▶

Issue #1587, opened 2019-10-04
Add docs for Settings> Item name prefix


openhab-5iver:
The [documentation](https://www.openhab.org/docs/apps/android.html) does not mention what this setting is used for. I assume it is used as a filter in a REST API call, which could provide a performance improvement (we have 1684 Items)? Also, the value is not displayed once it is set, like is done for the CallState (I have it currently set to "Phone_")...

![image](https://user-images.githubusercontent.com/21967853/66219267-da190100-e698-11e9-9760-76a91ead9f21.png)

maniac103:
It's not used as a filter, but as a prefix ;-) Suppose you have the alarm clock item bane set to 'AlarmClock' and the prefix is set to 'Phone_', the alarm is uploaded to item 'Phone_AlarmClock'.

openhab-5iver:
In that case, I change my request to remove it entirely, since the functionality is simplified without it! :smile:

mueller-ma:
> In that case, I change my request to remove it entirely, since the functionality is simplified without it! 😄

No, it's not: If you have only one phone, you can ignore the prefix at all. If you have two or more phones, you just enter the phone name as prefix and don't have to change the item names for alarm clock and call state.

mueller-ma:
> Also, the value is not displayed once it is set, like is done for the CallState (I have it currently set to "Phone_")...

In #1589

openhab-5iver:
> No, it's not: If you have only one phone, you can ignore the prefix at all. If you have two or more phones, you just enter the phone name as prefix and don't have to change the item names for alarm clock and call state.

@mueller-ma, I find it offensive and rude that you would close this issue without discussion and before an appropriate resolution. I took time out of my day to point out multiple gaps in the app that _you_ are maintaining. You've introduced unneeded functionality without documentation that makes the app needlessly complex and confusing, and in a best case will save the user from typing a few characters!

maniac103:
From a complexity point of view, @openhab-5iver certainly has a point. The usefulness of the option probably depends on how many additional item upload features we'll add in the future...however, I can't think of that many additional options at the moment, so while I don't have a strong opinion on the topic, I'd be fine with removing the option.

mueller-ma:
> I took time out of my day to point out multiple gaps in the app that you are maintaining.

Thanks for your feedback. The prefix not being displayed in the summary will be fixed in #1589.

> You've introduced unneeded functionality

[...]

PR #1589, opened 2019-10-04
Show prefix in summary

mueller-ma:
See #1587

### DIFF
--- a/mobile/src/main/res/values/strings.xml
+++ b/mobile/src/main/res/values/strings.xml
@@ -157,7 +157,8 @@
     <!-- Background tasks -->
     <string name="send_device_info_to_server">Send device information to server</string>
     <string name="send_device_info_item_prefix">Item name prefix</string>
-    <string name="send_device_info_item_prefix_summary">The Item names of the following features have this prefix: %s</string>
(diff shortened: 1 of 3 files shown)


mobile/src/main/res/values/strings.xml
```diff
@@ -157,7 +157,7 @@
     <!-- Background tasks -->
     <string name="send_device_info_to_server">Send device information to server</string>
     <string name="send_device_info_item_prefix">Item name prefix</string>
-    <string name="send_device_info_item_prefix_summary">The Item names of the following features have this prefix</string>
+    <string name="send_device_info_item_prefix_summary">The Item names of the following features have this prefix: %s</string>
```
maniac103: '... have this prefix: %s' -> 'are prefixed with %s'?

mueller-ma: The first option sounds better if no prefix is set.
Should I add a different string if no prefix is set? "The Item names of the following features have no prefix"

maniac103: Yeah, a separate string makes sense to me. How about 'No prefix is set for the Item names of the following features.'?

PR #1594, opened 2019-10-04
Clears statusbar notifications on opening a fragment

### LINKED ISSUE #1348: Status bar notification not cleared when visiting notifications page

Kshitij09:
App notifications are cleared after opening notifications page in the app.
Currently using NotificationManager to perform the task. IMO it is unnecessary to send fcm message for 'hideNotification' unless it isn't able to clear all the notifications (including Summary and GCM notifications).
fixes #1348

Signed-off-by: Kshitij Patil <kshitijpatil98@gmail.com> (github: Kshitij09)


mobile/src/full/java/org/openhab/habdroid/core/CloudMessagingHelper.kt
```diff
@@ -70,4 +72,12 @@ object CloudMessagingHelper {
         }
         else -> context.getString(R.string.info_openhab_gcm_connected)
     }
+
+    // Used to clear all notifications from statusbar
+    fun clearAllNotifications(context: Context?) {
+        val nm = context?.getSystemService(NOTIFICATION_SERVICE) as NotificationManager
+        nm.cancelAll()
```
maniac103: As mentioned before, this doesn't cut it. We have more notifications than just GCM ones, which must not be hidden by this.
Also need to update the foss variant of CloudMessagingHelper.

maniac103:
> IMO it is unnecessary to send fcm message for 'hideNotification'

It is necessary ... if you have two devices using the same account, hiding notifications on one device shall also hide them from the other device...that's actually the sole reason for the existence of the hideNotification GCM message.

Kshitij09:
Okay! I got that now. But I tried calling scheduleHideNotification with notificationId=0, it didn't work

mobile/src/full/java/org/openhab/habdroid/core/CloudMessagingHelper.kt
Kshitij09: fossStableDebug right ?

maniac103:
You need to do both ... clear the local notifications via NotificationManager and the remote ones via GCM message.

mobile/src/full/java/org/openhab/habdroid/core/CloudMessagingHelper.kt
maniac103: Yeah, any foss build will work.

mueller-ma: I can do the foss part if you like.

Kshitij09:
Will the sending FCM message as @maniac103  mentioned clear any notifications that I could check? Currently NotificationManager is clearing all the notifications, but there's nothing noticeable if I send FCM message.

maniac103:
It really isn't that complicated: NotificationManager clears the notifications on *your* device, and the FCM message will be received by the app on *other* devices, where the app will use NotificationManager to clear notifications on *those* devices.

Kshitij09:
Indeed. But I'm asking whether the FCM message sent via one device will be received by the same as well? or it will affect the others only?

maniac103:
The openhab-cloud instance forwards the GCM message only to the other devices, the sending device doesn't receive it by itself.

Kshitij09:
My method needs a class Specific to full variant. How should I incorporate the same in foss variant (as the required class is absent) ?

maniac103:
What does that class do? AFAICT you'd only need a new method in CloudNotificationHelper, which receives an implementation for full variant and is kept as stub in the foss variant.

mobile/src/full/java/org/openhab/habdroid/core/CloudMessagingHelper.kt
```diff
@@ -70,4 +72,15 @@ object CloudMessagingHelper {
         }
         else -> context.getString(R.string.info_openhab_gcm_connected)
     }
+
+    // Used to clear all notifications from statusbar
+    fun clearAllNotifications(context: Context) {
+        // to clear the notifications on current device
+        val notificationManager: NotificationManager =
+            context.getSystemService(NOTIFICATION_SERVICE) as NotificationManager
+        notificationManager.cancelAll()
```
maniac103: As mentioned before: This is wrong. We have non-FCM notifications as well, and we must not clear those.

mobile/src/full/java/org/openhab/habdroid/core/FcmRegistrationService.kt
```diff
@@ -105,6 +105,7 @@ class FcmRegistrationService : JobIntentService() {
     }
 
     private fun sendHideNotificationRequest(notificationId: Int, senderId: String) {
+
```
maniac103: Please avoid random whitespace changes.

mobile/src/main/java/org/openhab/habdroid/ui/CloudNotificationListFragment.kt
```diff
@@ -84,6 +85,9 @@ class CloudNotificationListFragment : Fragment(), View.OnClickListener, SwipeRef
         recyclerView.layoutManager = layoutManager
         recyclerView.addItemDecoration(DividerItemDecoration(view.context))
         recyclerView.adapter = adapter
+
+        // Clear notifications from statusbar
+        CloudMessagingHelper.clearAllNotifications(context!!)
```
maniac103: Can use `view.context` here to avoid using the `!!` operator.

mobile/src/full/java/org/openhab/habdroid/core/CloudMessagingHelper.kt
Kshitij09: So should I check whether it's a FCM notification and then clear?

Kshitij09: I came to we can use `n.groupKey?.endsWith("gcm")` to identify fcm notifications after API 23. How can I do the same for prior APIs ?

Kshitij09:
I understood why @maniac103  said creating static method in `FcmMessageListenerService` would be a good idea. But I'm not sure what sending `SUMMARY_NOTIFCATION_ID` to `nm.hide()` method does. So I've pushed the fcm message for both Summary Notifications and all the fcm notifications cleared on current device.

mobile/src/full/java/org/openhab/habdroid/core/CloudMessagingHelper.kt
maniac103: AFAICT there is no way to implement this on API < 23.

mobile/src/full/java/org/openhab/habdroid/core/FcmMessageListenerService.kt
```diff
@@ -202,10 +203,24 @@ class FcmMessageListenerService : FirebaseMessagingService() {
...
+        fun clearFcmNotifications(context: Context) {
+            val nm = context.getSystemService(Context.NOTIFICATION_SERVICE) as NotificationManager
+            nm.cancel(SUMMARY_NOTIFICATION_ID)
+            if (HAS_GROUPING_SUPPORT) {
+                val activeNotifications = nm.activeNotifications
+                activeNotifications
+                    .filter { it.groupKey.endsWith("gcm") }
+                    .forEach {
+                        nm.cancel(it.id)
+                        FcmRegistrationService.scheduleHideNotification(context, it.id)
```
maniac103: This is unneeded, as the subnotifications are already cleared. See the handling of the incoming FCM message here: https://github.com/openhab/openhab-android/pull/1594/files#diff-120bc65ca3879a5d1faad0e4bb6e4f65R93

.idea/codeStyles/Project.xml
```diff
@@ -1,8 +1,5 @@
 <component name="ProjectCodeStyleConfiguration">
   <code_scheme name="Project" version="173">
-    <AndroidXmlCodeStyleSettings>
-      <option name="ARRANGEMENT_SETTINGS_MIGRATED_TO_191" value="true" />
-    </AndroidXmlCodeStyleSettings>
```
maniac103: Please remove the project file changes from this PR. We need to figure out how to avoid the unwanted changes to checked in files in a separate PR.

mobile/src/full/java/org/openhab/habdroid/core/FcmMessageListenerService.kt
Kshitij09: Exactly which part of it is unneeded ? `scheduleHideNotification()` for each notification or the entire forEach block ? I'm calling nm.cancel(it.id) to clear locally and scheduling the same id to clear remotely. Which part is redundant ?

maniac103: `scheduleHideNotification` for each notification is redundant, since the FCM hideNotification message with notificationId == SUMMARY_NOTIFICATION_ID will take care of it.

Kshitij09: I kind of had doubt that just clearing the summary notifications would clear out whole group, so no need to iterate manually. Is that what you talking about ?

.idea/codeStyles/Project.xml
Kshitij09: Could you help me how can I do this ?

maniac103: See suggestions here: https://stackoverflow.com/questions/12481639/remove-files-from-git-commit

Kshitij09: Just want to confirm with you before making any changes -
commit hash when first time this file was added: 254916d6e23c1247bae77620995d7261a3fba1ea

1. `git reset HEAD^ 254916d6e23c1247bae77620995d7261a3fba1ea -- .idea/codeStyles/Project.xml`
1. `git commit --amend --no-edit`

or

1.  `git checkout 254916d6e23c1247bae77620995d7261a3fba1ea -- .idea/codeStyles/Project.xml`
1. `git commit ...`

which one should I do ?

mueller-ma: Can you update Android Studio to the latest version? This should add the code back.

Kshitij09: So I've to keep the changes made by IDE itself? that would be sufficient?

Kshitij09: My Android Studio is up-to-date.

Android Studio 3.5
Build #AI-191.8026.42.35.5791312, built on August 9, 2019
JRE: 1.8.0_202-release-1483-b03 amd64
JVM: OpenJDK 64-Bit Server VM by JetBrains s.r.o
Windows 10 10.0

mueller-ma: > So I've to keep the changes made by IDE itself? that would be sufficient?

My Android Studio added this after updating to the latest version. It must not be changed in this PR.

Kshitij09: But What am I supposed to do here? If you need these lines of code, I could simply copy paste and commit the same.

maniac103: Just do not change them in this PR. Whether you want to remove them from your existing commits and force push the PR branch, or whether you add a commit that restores them, is up to you, it's fine either way.

Kshitij09: Actually it was changed in one of the first commits of this PR and I've squashed the changes in single commit before opening this PR. So its a bit difficult to identify that particular commit so that I could revert this file to that version.

mobile/src/main/java/org/openhab/habdroid/ui/CloudNotificationListFragment.kt
```diff
@@ -84,6 +85,9 @@ class CloudNotificationListFragment : Fragment(), View.OnClickListener, SwipeRef
         recyclerView.layoutManager = layoutManager
         recyclerView.addItemDecoration(DividerItemDecoration(view.context))
         recyclerView.adapter = adapter
+
+        // Clear notifications from statusbar
+        CloudMessagingHelper.clearAllNotifications(view.context)
```
mueller-ma: I'd move this call to `onResume()` as the notification list is loaded there as well. You can also drop the comment, the function name is self-explanatory.

Kshitij09: Then it would send the FCM `hideNotification()` mesage every time onResume() is called. Is there any way to check if there are any active notifications, prior to Android N ?

Kshitij09: @mueller-ma my method needs non-null context, is it safe to pass `context!!` if I move the method call to `onResume()` ?

maniac103: Yes, it is (even though I don't like using the `!!` operator, there's no other choice there).

Kshitij09:
Is there anything I could do to get this merged ?

mueller-ma:
This works for me on one device (clearing the local notifications), but I don't have a second device with api >= 24 and play services.

Kshitij09:
Should I perform any testing on my devices and report you back? I suppose there's no error in this PR now. Consider removing _bug_ tag.

mueller-ma:
> Should I perform any testing on my devices and report you back?

Not needed. Currently I don't have much time, but I'll review this soon.

> Consider removing bug tag.

It's tagged with "bug", because it's a PR that fixes a bug.

Kshitij09:
Okay. Thanks :-)

mueller-ma:
Opening notifications does clear them on the local device, but not on others.

Kshitij09:
> Opening notifications does clear them on the local device, but not on others.

Is there any way I can reproduce the results ? So that I'd be able to tackle the problem.

maniac103:
> Is there any way I can reproduce the results ? So that I'd be able to tackle the problem.

- Have two devices
- Install app on both, connect to myopenhab on both
- Enter notifications page on one of them
- Check whether notification is gone on the other one

That's what I'd guess at least.

@mueller-ma Does your second test device have API level >= 24?

mueller-ma:
Yes, both devices have a higher level than 24.

PR #1598, opened 2019-10-08
Use MaterialButtonToggleGroup for segmented switch.

### LINKED ISSUE #1597: Convert segmented button to MaterialButtonToggleGroup
Now that we use Material Components, we can drop our custom segmented button implementation and instead use [MaterialButtonToggleGroup](https://material.io/develop/android/components/material-button-toggle-group/)

maniac103:
Closes #1597


maniac103:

◀

What the exercise asks:
Among the lines above, find those holding "results" and copy each one.

Your response:
Is there any way I can reproduce the results ? So that I'd be able to tackle the problem.
> Is there any way I can reproduce the results ? So that I'd be able to tackle the problem.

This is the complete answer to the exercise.